Create a set of groups for your users. It could be as simple as two groups or as complex as each user in his/her own group. If studen01 is in group01 all members of that group can access the directorys. If linsig01 is in group linsig01, and student01 is not in that group, then student01 cannot access that group's directories.
to set permissions on files or directories use.
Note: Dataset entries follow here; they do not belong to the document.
PR #380, opened 2020-06-04
Machine id and nm cleanup

EdDev:
k8s/1.17-8 provision: Replace /tmp with /provision directory
k8s/1.17-8 provision: Clean the /etc/machine-id
k8s/1.17-8 provision: Cleanup NetworkManager profiles

---

The tmp folder is not assured to keep content after a reboot and should
not be used for content that is shared between the provision stage and
the running stage.

Moving the relevant content from /tmp to /provision.

---
The machine-id contains the unique machine ID of the local system.
Multiple applications depend on it as a seed.

The VM node provision should not keep it on the system so the node
instances at cluster-up will not have an identical machine-id.

The issue has been identified when IPv6 link-local addresses have been
created with identical mac addresses and later when dynamic IPv6 has
been attempted.

Note: The seed of the machine-id comes from the KVM UUID which is either
auto-generated by qemu or inputted by the user.

---

The base VM (CentOS 8) comes with non-default profiles (e.g.
ipv6.method=ignore).
The default profiles should fit well with the network needs, therefore
remove the persisted configuration and allow NM to auto-create them when
the nodes will boot next.


cluster-provision/k8s/1.17/provision.sh
```diff
@@ -329,5 +329,12 @@ echo "tmpfs /tmp/kubevirt.io/tests tmpfs rw,context=system_u:object_r:container_
 
 dnf install -y NetworkManager-config-server
 
+# Cleanup the existing NetworkManager profiles so the VM instances will come
+# up with the default profiles. (Base VM image includes non default settings)
+rm -f /etc/sysconfig/network-scripts/ifcfg-*
```
oshoval, line 334: We need it i guess also on 1.18 ?

cluster-provision/k8s/1.17/provision.sh
```diff
@@ -329,5 +329,13 @@ echo "tmpfs /tmp/kubevirt.io/tests tmpfs rw,context=system_u:object_r:container_
...
+nmcli dev con eth0
```
oshoval, line 335: Better to not use acronyms in code imo

EdDev:
/hold
Something is wrong.

qinqon:
@EdDev `cli/cli` copy stuff to /tmp/ you will have to copy first things from /tmp/ to /provision/ or whatever you need

from cli/cli
```
docker exec ${VM_CID} /bin/bash -c "scp -r -o UserKnownHostsFile=/dev/null -o StrictHostKeyChecking=no -i vagrant.key -P 22 /scripts/manifests/* vagrant@192.168.66.101:/tmp"
```

qinqon:
@EdDev all good let's port to k8s-1.18, there also some comments from @oshoval

EdDev:
> @EdDev all good let's port to k8s-1.18, there are also some comments from @oshoval

Done.

cluster-provision/k8s/1.17/provision.sh
```diff
@@ -323,11 +330,19 @@ cp -rf /tmp/cnao/ /opt/
 for i in $(grep -A 2 "IMAGE" /opt/cnao/operator.yaml |grep value | awk '{print $2}'); do docker pull $i; done
 
 # Create a properly labelled tmp directory for testing
-mkdir -p /tmp/kubevirt.io/tests
-chcon -t container_file_t /tmp/kubevirt.io/tests
-echo "tmpfs /tmp/kubevirt.io/tests tmpfs rw,context=system_u:object_r:container_file_t:s0 0 1" >> /etc/fstab
+mkdir -p /provision/kubevirt.io/tests
```
oshoval, line 333: line 330 also have /tmp (cant put there a comment)
cp -rf /tmp/cnao/ /opt/

/lgtm cancel

EdDev: Sorry, I do not understand your comment.
- What "real place"?
- The cnao copy is moving files from /tmp to /opt, so there is no need to share `/tmp/cnao` between the provision stage and the run stage, it is done there with that copy already.

oshoval: Right, disregard
/lgtm

oshoval:
imo, the 6 commits can be made 3, better to not separate 1.17/1.18

EdDev:
> imo, the 6 commits can be made 3, better to not separate 1.17/1.18
> just generally speaking, not blocking.

As these are different files on different providers, I think they should be separated.
Consider that one can argue this also is needed for 1.16 as well.

qinqon:
@EdDev can you update shas ?

oshoval:
/lgtm
Thanks

oshoval:
Its problematic that it didnt let the tests finish, or it did ?
when i gave lgtm they were still running

vladikr:
@EdDev @qinqon @oshoval This PR had to replace /tmp with /provision directory on all current providers, not just 1.17 and 1.18

EdDev:
@vladikr Originally I did not expect anyone to depend on `/tmp` to be persisted over boot.
Now that it seems tests are dependent on provisioning leftovers I am more than surprised.

I guess the need to change it to all other lanes is due to the tests dependency on it.

vladikr:
@EdDev I've pushed https://github.com/kubevirt/kubevirtci/pull/388/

Here you see I have each student in a student group, and each linsig in a linsig group.
Code:
#ls -l /home
drwxr-xr-x 2 linsig01 linsig 4096 2010-11-01 11:11 linsig01
drwxr-xr-x 2 linsig02 linsig 4096 2010-11-01 11:11 linsig02
drwxr-xr-x 2 linsig03 linsig 4096 2010-11-01 11:11 linsig03
drwxr-xr-x 2 student01 student 4096 2010-11-01 11:11 student01
drwxr-xr-x 2 student02 student 4096 2010-11-01 11:11 student02
drwxr-xr-x 2 student03 student 4096 2010-11-01 11:11 student03
For more info on sudo, I suggest reading the man page for sudoers. You can control permissions to users or groups that way, and fine tune what can or cannot be done.
I used ACLs on a university file system, AFS, but that was particular to that file system. It can get as complex as you make it, but it doesn't need to be too complex.